Years ago when I was still writing the Children’s Miracle Network Telethon (CMN), I would get a call about every month or so from someone who was interested in producing a telethon and wanted to learn how CMN did it.

Of course I did my level best to dissuade them because who needs the competition, right?

But beyond that everyone that called thought that producing a telethon was a matter of setting up a telephone bank and hiring a camera crew.

If only.

They didn’t know about the $2 million budget, the crew of hundreds, the satellite uplinks and downlinks, the celebrity contract riders, the script of 40,000 words, and a million (no exaggeration) other details.

I'll never forget leading a CNN producer around backstage at the Children's Miracle Network telethon at Disney World and the look of awe on her face. It really was a big, complicated show.

All these years later, telethons are breathing their last, the victim of 500-channel universe and other modern challenges I’ve highlighted before.

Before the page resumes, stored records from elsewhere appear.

Issue #850, opened 2022-05-17
clear_profile() may get stuck


bdollma:
The ASTF function:

https://github.com/cisco-system-traffic-generator/trex-core/blob/8a2002b6a0c5a4a8db997aa1da1b7bdbc2fd5aa7/scripts/automation/trex_control_plane/interactive/trex/astf/trex_astf_client.py#L658

may (need to run multiple times) get stuck in a loop.

Minimal reproducible example:

```python

    try:
        # take all the ports
        c.reset()

        # load ASTF profile
        if not profile_path:
            profile_path = os.path.join(astf_path.get_profiles_path(), 'http_simple.py')

        c.load_profile(profile_path)

        print(c.get_profiles())

        c.clear_profile()

        print(c.get_profiles())
```

Just by starting at the function, the following code does not make sense:

```python
                if block:
                    rc = self._transmit_async('profile_clear', params = params, ok_states = self.STATE_IDLE)
                else:
                    rc = self._transmit('profile_clear', params = params)
```

The async should be the non blocking one.

Originally described here: https://groups.google.com/g/trex-tgn/c/1Ivfqn3Bfao

jsmoon:
@bdollma, I think the following code could solve this issue.

```python
                if block and profile_state is self.STATE_ASTF_LOADED:
                    rc = self._transmit_async('profile_clear', params = params, ok_states = self.STATE_IDLE)
                else:
                    rc = self._transmit('profile_clear', params = params)
```

bdollma:
Hi @jsmoon ,
This doesn't solve the problem, `clear_profile` still gets stuck.
It doesn't make sense that if the `block` parameter is set to `True`, we send an async command. It should be the other way around.

jsmoon:
@bdollma
> This doesn't solve the problem, clear_profile still gets stuck.

I have failed to reproduce the stuck in clear_profile with your example.
So I checked the original thread, in that case, clear_profile is called without a profile loaded.
The suck is reproduced with it well. My suggestion works well for this stuck case.

> It doesn't make sense that if the block parameter is set to True, we send an async command. It should be the other way around.

I cannot agree with this. The block parameter is meaningful only when we need to get the result asynchronous way.
When the profile_state is self.STATE_IDLE, there is no result reported asynchronously.

bdollma:
@jsmoon,
Ok, this is very confusing but I think I am starting to understand what happens here.

[...]

PR #852, opened 2022-05-23
fix clear_profile() may get stuck

jsmoon:
Hi, this change is to fix issue #850.

Since _transmit_async expects that the command would change the profile to the transient state,
when there is no transient state expected for the profile, it should not be called.

Please review my change and give your feedback.

### DIFF
--- a/scripts/automation/trex_control_plane/interactive/trex/astf/trex_astf_client.py
+++ b/scripts/automation/trex_control_plane/interactive/trex/astf/trex_astf_client.py
@@ -341,7 +341,7 @@ class ASTFClient(TRexClient):
         else:
             return self.state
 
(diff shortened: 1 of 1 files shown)


jsmoon:
@hhaim could you look into the failure reason?
I just changed a python file but failed to compile the C++ source file.

hhaim:
@jsmoon yes, there was an issue with the build due to the new dpdk

hhaim:
recheck

jsmoon:
@hhaim I'm sorry I deleted the branch abruptly.

bdollma (approved):
Looks good, thanks :)

hhaim:
rebased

Except that as I write this there is a multi-hour telethon called “From the Frontlines” from Moveamericaforward.org streaming on the Internet with the stated intent to send the ‘world’s largest care package’ to the US Troops in Iraq. Their fundraising goal is $500,000.

And they’re doing it on the cheap. It airs exclusively on the Internet on ustream.tv. The format is basically televised talk radio broken up by some interstitials. It looks like they have three cameras. Certain guests also have their own webcams. There’s no studio, just an office with a couple of cheap ENG lighting kits. The ustream.tv site frames the video with a live comment feed, making it more interactive than the time Elvis shot his TV when Robert Goulet appeared on the Mike Douglas Show.

It’s a product of Melanie Morgan and Michelle Malkin and a large group of the right of center talking heads and pundits in the United States. The telethon was promoted heavily on conservative talk radio.

This is a first year effort and I can’t find any evidence of sponsors, the bete noire of the few remaining few televised telethons. And, truth be told, because they’re doing this on the cheap, they don’t need sponsors the same way Jerry Lewis’s MDA Telethon does, to cite just one.

The sound is bad. The video is worse. And it's bogging down my Internet connection. Plus, the giving mechanism (which requires you to go to a different website) is awkward to say the least. But by damn I think I’ve just seen the future of telethons!